磕磕绊绊的做了出来，也算为自己留个资料吧。先讲理论再上代码。挑些重点讲。

1. 首先就是获取到 rtp 包，rtp包的结构是：rtp包头+payload，payload就是我们要的ps包，rtp包头的长度是12个字节，所以rtp包去掉前12字节就是ps包了。

比如这个 rtp 包，跳过12个字节，从00 00 01 ba 开始就是ps包了。

2. 找到ps包之后就要从它的格式入手开始解析，ps荷载h264是把一帧帧的数据打包传过来，一个完整的ps包会包含一帧的数据。

而h264的帧分为 i 帧和 p 帧，i 帧的结构是 ps header + ps system header + ps system map + pes + h264 （+ pes + 音频）。

p 帧的结构为 ps header + pes + h264 （+ pes + 音频）。

3. 首先我们要找到第一个 i 帧，找到ps头 00 00 01 ba，ps头长度为14个字节，最后一个字节的后三位的数字标识扩展字节，

这里最后一个字节是 fe ，所以跳过6个字节，到00 00 01 bb。

4. 00 00 01 bb标识 ps system header，它后面的两个字节共同表示ps system header的长度，注意是表示这之后的数据长度，

比如这里ps system header 表示长度的两个字节是 00 12，换算成十进制，就是后面还有18个字节，跳过这18个字节就到了 00 00 01 bc。

5. 00 00 01 bc表示ps system map，它后面的两个字节代表ps system map 的长度。也是这之后的数据长度。

比如这个长度是 00 5e，跳过这 94 个字节就到了 00 00 01 e0，

6，00 00 01 e0就是我们要找的pes 数据包，它后面的两个字节表示pes包剩余数据的长度，跳过两个字节的下一个字节代码pes包的扩展长度。

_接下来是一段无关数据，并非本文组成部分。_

PR #444, opened 2021-04-12
Lazy load vectorFitting to remove matplotlib dependency

FranzForstmayr:
The vectorFitting module introduced a matplotlib dependency, which is removed with this patch.

### DIFF
--- a/skrf/__init__.py
+++ b/skrf/__init__.py
@@ -26,7 +26,7 @@ from . import constants
 from . import util
 from . import io
 from . import instances
-# from . import vectorFitting
+from . import vectorFitting
 
 
 # Import contents into current namespace for ease of calling
@@ -43,7 +43,7 @@ from .io import *
 from .constants import * 
 from .taper import * 
 from .instances import *
-# from .vectorFitting import *
+from .vectorFitting import *
 
 # Try to import vi, but if except if pyvisa not installed
 try:
@@ -84,7 +84,6 @@ def setup_pylab():
         return False
 
     from . import plotting
-    from . import vectorFitting
     plotting.setup_matplotlib_plotting()
 
     global saf, stylely
--- a/skrf/__init__.py
+++ b/skrf/__init__.py
@@ -26,7 +26,7 @@ from . import constants
 from . import util
 from . import io
 from . import instances
-from . import vectorFitting
+# from . import vectorFitting
 
 
 # Import contents into current namespace for ease of calling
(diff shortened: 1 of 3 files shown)


skrf/__init__.py
```diff
@@ -43,7 +43,7 @@
 from .constants import * 
 from .taper import * 
 from .instances import *
-from .vectorFitting import *
+# from .vectorFitting import *
```
jhillairet, line 46: by doing so, the `VectorFitting` class is no more available from the root. Is it on purpose?

Vinc0110:
What exactly is the issue? I don't understand the phrase "lazy load" in this context, but maybe vectorfitting.py could be improved directly instead of un-importing it?

FranzForstmayr:
Ahh Sorry, this was not intended like that!

I just wanted to be able to import skrf without matplotlib installed.
I was pretty sure, that all my tests succeded without having matplotlib installed. I have to investigate!

FranzForstmayr:
Or would it be better to add matplotlib in setup.py for automated install?

Vinc0110:
I see. matplotlib is not stricly required for vectorfitting.py. Maybe we can test if matplotlib is available and make a conditional import, so the rest of the code would still work without matplotlib. Just like the plotting module is already being initialized, but I'd rather do this directly in vectorFitting.py:

https://github.com/scikit-rf/scikit-rf/blob/feb404d8fdc9de159ed223b00c130efc92ae4f00/skrf/__init__.py#L79-L106

Vinc0110 (approved):
Thanks for those changes. Seems like an elegant solution.

jhillairet:
For reference, a recent message has been posted on the mailing list from Ken Harris:
> it's better not to put mplt.figure() & mplt.show() calls in skrf.vectorFitting.plot_* calls.  Better to do like the other plot routines (eg : plot_s_smith) and allow an optional "ax" parameter.

Vinc0110:
I don't mind changing the plotting routines according to Ken's suggestion. It should be simple enough. But I think it's better to separate that from this PR, unless @FranzForstmayr likes to do that here. Otherwise, I will open a new PR later for the changes in the plotting output.

FranzForstmayr:
> I don't mind changing the plotting routines according to Ken's suggestion. It should be simple enough. But I think it's better to separate that from this PR, unless @FranzForstmayr likes to do that here. Otherwise, I will open a new PR later for the changes in the plotting output.

I would appreciate, if you could have a look at this! I'm not that deep in the vectorfitting module!

jhillairet:
> 
> 
> I don't mind changing the plotting routines according to Ken's suggestion. It should be simple enough. But I think it's better to separate that from this PR, unless @FranzForstmayr likes to do that here. Otherwise, I will open a new PR later for the changes in the plotting output.

OK. So I'm merging this PR. Thank you.

PR #446, opened 2021-04-16
Fixed a/an typo in Interpolating Network Sets

NikoDaGreat:
`Interpolating Network Sets.ipynb` had the following typo:

a old -> an old


jhillairet:
great , thank you for the correction !

Issue #384, opened 2020-08-08
ValueError when using rf.connect()


jhillairet:
The issue has been spotted in the documentation, where an error is generated inside the following notebook:
https://scikit-rf.readthedocs.io/en/latest/examples/circuit/Lumped%20Element%20Circuits.html

Minimum example:
```python
import skrf as rf

freq = rf.Frequency(1, 10, 10)
media = rf.DefinedGammaZ0(freq, z0=50)

line = media.line(d=1)
tee = media.tee()

rf.connect(tee, 0, line, 0)
```
which generates:
```
Traceback (most recent call last):

  File "C:\Users\JH218595\Documents\tests\sanstitre0.py", line 15, in <module>
    rf.connect(tee, 0, line, 0)

  File "C:\Users\JH218595\Documents\scikit-rf\skrf\network.py", line 3443, in connect
    to_ports=to_ports)

  File "C:\Users\JH218595\Documents\scikit-rf\skrf\network.py", line 2674, in renumber
    raise ValueError('from_ports and to_ports must have the same set of indices')

ValueError: from_ports and to_ports must have the same set of indices
```

sublimet:
I have a problem which is not the same as one discussed here but
may have the same source of bug.

My problem is:
Port numbering of networks created by connecting 3-ports network and
2-port-fixture network has been changed in recent version of scikit-rf.

```
(In scikit-rf 0.15.4)
1T2---1-2 
 3
=> 2T1
    3
(In scikit-rf 0.14.9)
=> 1T2
    3
```

It seems that the change in Network.py have critial impact..
```
(In scikit-rf 0.15.4) line 3443-
        to_ports.pop(k-1);
        to_ports.append(k-1)
```
```
(In scikit-rf 0.14.9) 
        to_ports.pop(k)
        to_ports.append(k)
```
I'm glad if this behaviour will be corrected.
Thank you.

jhillairet:
Hello, thanks for reporting

> ```
> (In scikit-rf 0.15.4)
> 1T2---1-2 
>  3
> => 2T1
>     3
> (In scikit-rf 0.14.9)
> => 1T2
>     3
> ```

Can you elaborate more on your setup? I don't understand your sketch.

> I found that the change is introduced intensionally (#330).

Indeed, the origin of this change is discussed in PR  #289, and was though at that time as a good idea ;) (but maybe not)

sublimet:
Thank you for the reply.  I have edited my sketch.
[...]

PR #448, opened 2021-04-19
Bug fix in delay function

hohe:
The delay function delays always port=0 independent from the function
argument port.
The submitted change not only fixes this but also allows to apply the
function to Networks with more than 2 ports.

### DIFF
--- a/skrf/network.py
+++ b/skrf/network.py
@@ -2771,14 +2771,15 @@ class Network(object):
         if d ==0:
             return self
         d=d/2.
-        if self.nports >2:
-            raise NotImplementedError('only implemented for 1 and 2 ports')
         if media is None:
             from .media import Freespace
             media = Freespace(frequency=self.frequency,z0=self.z0[:,port])
 
         l =media.line(d=d, unit=unit,**kw)
-        return l**self
+        if port < 1:
+            return connect(l, 1, self, port)
+        else:
+            return connect(self, port, l, 0)
 
     def windowed(self, window=('kaiser', 6), normalize=True, center_to_dc=None):
         '''
--- a/skrf/network.py
+++ b/skrf/network.py
@@ -2776,7 +2776,7 @@ class Network(object):
             media = Freespace(frequency=self.frequency,z0=self.z0[:,port])
 
         l =media.line(d=d, unit=unit,**kw)
-        if port < 1:
+        if port == 0:
             return connect(l, 1, self, port)
         else:
             return connect(self, port, l, 0)
--- a/skrf/network.py
+++ b/skrf/network.py
@@ -2776,10 +2776,7 @@ class Network(object):
             media = Freespace(frequency=self.frequency,z0=self.z0[:,port])
 
         l =media.line(d=d, unit=unit,**kw)
-        if port == 0:
-            return connect(l, 1, self, port)
-        else:
-            return connect(self, port, l, 0)
+        return connect(self, port, l, 0)
 
     def windowed(self, window=('kaiser', 6), normalize=True, center_to_dc=None):
         '''
@@ -3497,8 +3494,8 @@ def connect(ntwkA, k, ntwkB, l, num=1):
     if ntwkB.nports == 2 and ntwkA.nports > 2 and num == 1:
         from_ports = list(range(ntwkC.nports))
         to_ports = list(range(ntwkC.nports))
-        to_ports.pop(k-1);
-        to_ports.append(k-1)
+        to_ports.pop(k);
+        to_ports.append(k)
 
         ntwkC.renumber(from_ports=from_ports,
                        to_ports=to_ports)
--- a/doc/source/examples/mixedmodeanalysis/Mixed Mode S and Impedance Transformation.ipynb
+++ b/doc/source/examples/mixedmodeanalysis/Mixed Mode S and Impedance Transformation.ipynb
@@ -78,10 +78,7 @@
     "\n",
     "# connect the transformer to the common mode port\n",
     "# common mode port impedance transformed from 50 Ω to 25 Ω\n",
-    "mm_ntwk_t = skrf.connect(mm_ntwk,2,transformer,1)\n",
-    "\n",
-    "# skrf.connect() re-ordered the ports.  Change them back so they are consistent with the schematic above.\n",
-    "mm_ntwk_t.renumber([0,1,2],[0,2,1])"
+    "mm_ntwk_t = skrf.connect(mm_ntwk,2,transformer,1)"
    ]
   },
   {
@@ -140,7 +137,7 @@
    "name": "python",
    "nbconvert_exporter": "python",
    "pygments_lexer": "ipython3",
-   "version": "3.7.7"
+   "version": "3.7.8"
   }
  },
  "nbformat": 4,
--- a/doc/source/skrf_Network_symbols.svg
+++ b/doc/source/skrf_Network_symbols.svg
@@ -11,12 +11,165 @@
    inkscape:version="1.0 (4035a4fb49, 2020-05-01)"
    id="svg13093"
    version="1.1"
-   viewBox="0 0 519.87408 188.13292"
-   height="188.13292mm"
-   width="519.87408mm">
+   viewBox="0 0 592.13145 450.3762"
+   height="450.37619mm"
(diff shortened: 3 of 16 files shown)


skrf/network.py
```diff
@@ -2771,14 +2771,15 @@ def delay(self, d, unit='deg', port=0, media=None,**kw):
...
         d=d/2.
-        if self.nports >2:
-            raise NotImplementedError('only implemented for 1 and 2 ports')
         if media is None:
             from .media import Freespace
             media = Freespace(frequency=self.frequency,z0=self.z0[:,port])
 
         l =media.line(d=d, unit=unit,**kw)
-        return l**self
+        if port < 1:
```
jhillairet, line 2779: Just wondering: do you have any good reason to use < 1 instead of == 0?
```suggestion
        if port == 0:
```

jhillairet:
Thank you for both noticing and correcting. It would be super nice if you could add some new dedicated tests as well.

skrf/network.py
hohe: I changed to ==1

hohe:
I created two tests to test the delay-function().

It's the first time I wrote any tests, I checked them and I think everything is working as expected, but it might still be a good idea to double check.

jhillairet:
I was wondering if this could be extanded to N-ports with N>2, but seems not. 

The following tests work for a 2-port:

```python
import numpy as np
import skrf as rf

#%% Two Port Tests
delay = 3e-9  # s
ntwk1 = rf.data.ring_slot
ntwk1_delay_0 = ntwk1.copy().delay(delay, unit='s', port=0)
ntwk1_delay_1 = ntwk1.copy().delay(delay, unit='s', port=1)

# testing (relative) differential group delay for S21 and S12
np.testing.assert_allclose((ntwk1_delay_0.group_delay - ntwk1.group_delay)[:,1,0] / (delay/2), 1)
np.testing.assert_allclose((ntwk1_delay_0.group_delay - ntwk1.group_delay)[:,0,1] / (delay/2), 1)
np.testing.assert_allclose((ntwk1_delay_1.group_delay - ntwk1.group_delay)[:,1,0] / (delay/2), 1)
np.testing.assert_allclose((ntwk1_delay_1.group_delay - ntwk1.group_delay)[:,0,1] / (delay/2), 1)
```

but seems not for a 3-ports like a T:

```python
#%% Three Port Test
delay = 3e-9  # s
tee = rf.data.tee
tee_delayed_0 = rf.data.tee.delay(delay, unit='s', port=0)

np.testing.assert_allclose((tee_delayed_0.group_delay - tee.group_delay)[:,1,0] / (delay/2), 1)  # fails
```

I didn't look into the theory, maybe someone here did one day? (@arsenovic ?). This could explain why the code was intended for two port only...

hohe:
Hi Julien, thanks for testing and reporting.

I think I found another bug in the connect function and I tried to fix it. It needs further testing. I will try to write further tests as soon as I get time to do it.
At least with these additions your test is also working.

hohe:
I see that now various other tests in test_circuit are failing.

I followed this, and it is related to the connect()-function.
To me it is not clear what to expect as the resulting port order of the connect()-function. Especially in the case of connecting one side of two-port to an N-port, I would expect that the result has the port order of the N-Port. But I'm not sure if that is intended. I can't find this info in the documentation, but perhaps I am missing something.

jhillairet:
> At least with these additions your test is also working.

I've just tried 
```python

delay = 3e-9  # s
tee = rf.data.tee
tee_delayed_0 = rf.data.tee.delay(delay, unit='s', port=0)

np.testing.assert_allclose((tee_delayed_0.group_delay - tee.group_delay)[:,1,0] / (delay/2), 1)  # fails
```
but still got an error. I obtain an array of `3.23529412e-10+0.j` values for `(tee_delayed_0.group_delay - tee.group_delay)[:,1,0]`
 
> 
> I see that now various other tests in test_circuit are failing.
> 
> I followed this, and it is related to the connect()-function.
> To me it is not clear what to expect as the resulting port order of the connect()-function. Especially in the case of connecting one side of two-port to an N-port, I would expect that the result has the port order of the N-Port. But I'm not sure if that is intended. I can't find this info in the documentation, but perhaps I am missing something.

Indeed, the tests for Circuit compare networks obtained with connect() vs networks obtained with Circuit. If the order of port is changed, the results will fail. 

This has also been discussed in #268. The  `k-1` comes from issue #289 (and implemented in #330)

hohe:
Thanks for the hints regarding the history.

I think the solution at least to me seems to be logical in all cases, even if it breaks backward compatibility.
The intention of the code is to preserve the original port order of ntwkA in case a twoport is connected to one of its ports. I wrote a tests which shows that this is the case for any nport network ntwkA with a twoport network ntwkB now.

I'm not sure why issue [289] was raised at all, since there `num=2` was used and the renumber code is only triggered for `num=1`now.

I understand that this breaks backward compatibility at some places and tests. Nevertheless, without this correction the code for renumbering the ports in this special case makes no sense.
So, I see two solutions:
a) remove this part of the code completely
b) use the proposed solution

I think both would probably break backwards compatibility.

Please let me know, what you think. If I find time, I can also help to fix the issues which are upcoming because of the break of backwards compatibility.

jhillairet:
> I think the solution at least to me seems to be logical in all cases, even if it breaks backward compatibility.
> The intention of the code is to preserve the original port order of ntwkA in case a twoport is connected to one of its ports. I wrote a tests which shows that this is the case for any nport network ntwkA with a twoport network ntwkB now.
>
>
> I'm not sure why issue #289 was raised at all, since there `num=2` was used and the renumber code is only triggered for `num=1`now.

Yes, I think you're right, and we missed something somewhere, me first. The issue #289 has been reported in Aug 2019, but it should have been prevented by the condition  `num=1` added before in #268 (May 2019). 

We didn't check if the user used the very last GitHub version (since no pip/conda version was released until Dec2019), so maybe a confusion arose here. 
 
> I understand that this breaks backward compatibility at some places and tests. Nevertheless, without this correction the code for renumbering the ports in this special case makes no sense. @arsenovic what do you think?

I think the proposed solution is logical. Maybe this would avoid the confusions reported in #384 (didn't check). We should eventually think twice and add more documentation and tests to make it very clear for the future (with various different characteristic impedances for each ports).

> Please let me know, what you think. If I find time, I can also help to fix the issues which are upcoming because of the break of backwards compatibility.

Thanks !

To fix the test in test_circuit, you can [revert to port numbers as before the PR](https://github.com/scikit-rf/scikit-rf/pull/330/files#diff-5dd3c7b052dbde95103ee595461f471ddd60b4cf545b412c6b9738f7da4af6fbL198-L613) in:

hohe:
I updated the test based on your input at [384] using z0 as a port indicator.
I also updated all other tests in test_circuit to be compliant with the fix.
This also fixes [384].

However, it might be worth to consider the comment from caspar-iqm in [384]. I basically like the fixed version now, as I think it is more intuitive if you are dealing with (nport, twoport)-networks. However it is different from (nport, mport)-behaviour and introduces therefore a special case.

I think we should somehow describe this in the documentation.

In the documentation I found that we probably also have to fix it in the example "Mixed Mode S-Parameters & Impedance Transformation", at [3] the following must be removed:
```
# skrf.connect() re-ordered the ports.  Change them back so they are consistent with the schematic above.
mm_ntwk_t.renumber([0,1,2],[0,2,1])
```

jhillairet (approved):
OK to me. I've added supplementary (illustrated) documentation (which you can eventually correct or complete) to your PR.

hohe:
Hello Julien,
thanks for the documentation, I think this is a great improvement.
I slightly amended one figure.

hohe:
Hello Julien,
thanks for the documentation, I think this is a great improvement.
I slightly amended one figure.

hohe:
Hello Julien,
thanks for the documentation, I think this is a great improvement.
I slightly amended one figure.

jhillairet:
@hohe, ready to be merged?

hohe:
Sure, I'd love to.

jhillairet:
Merged. 

A [special tutorial dedicated to Network connections ](https://scikit-rf.readthedocs.io/en/latest/tutorials/Connecting_Networks.html)has also been added.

比如这里 00 22表示后面还有 34个字节，08表示有8个扩展字节，扩展字节之后就是h264的数据，h264数据的长度为pes的长度减去到扩展字节的长度再减去扩展字节。也就是34-3-8 = 23个字节。

如图我们就取到了一个h264的数据了。看到后面又是00 00 01 e0开始的，所以又是一个视频帧。循环往复即可。

下面上代码，这里我使用的是 jrtp，方便获取 rtp 包，测试过海康和大华的两款设备都是没问题的。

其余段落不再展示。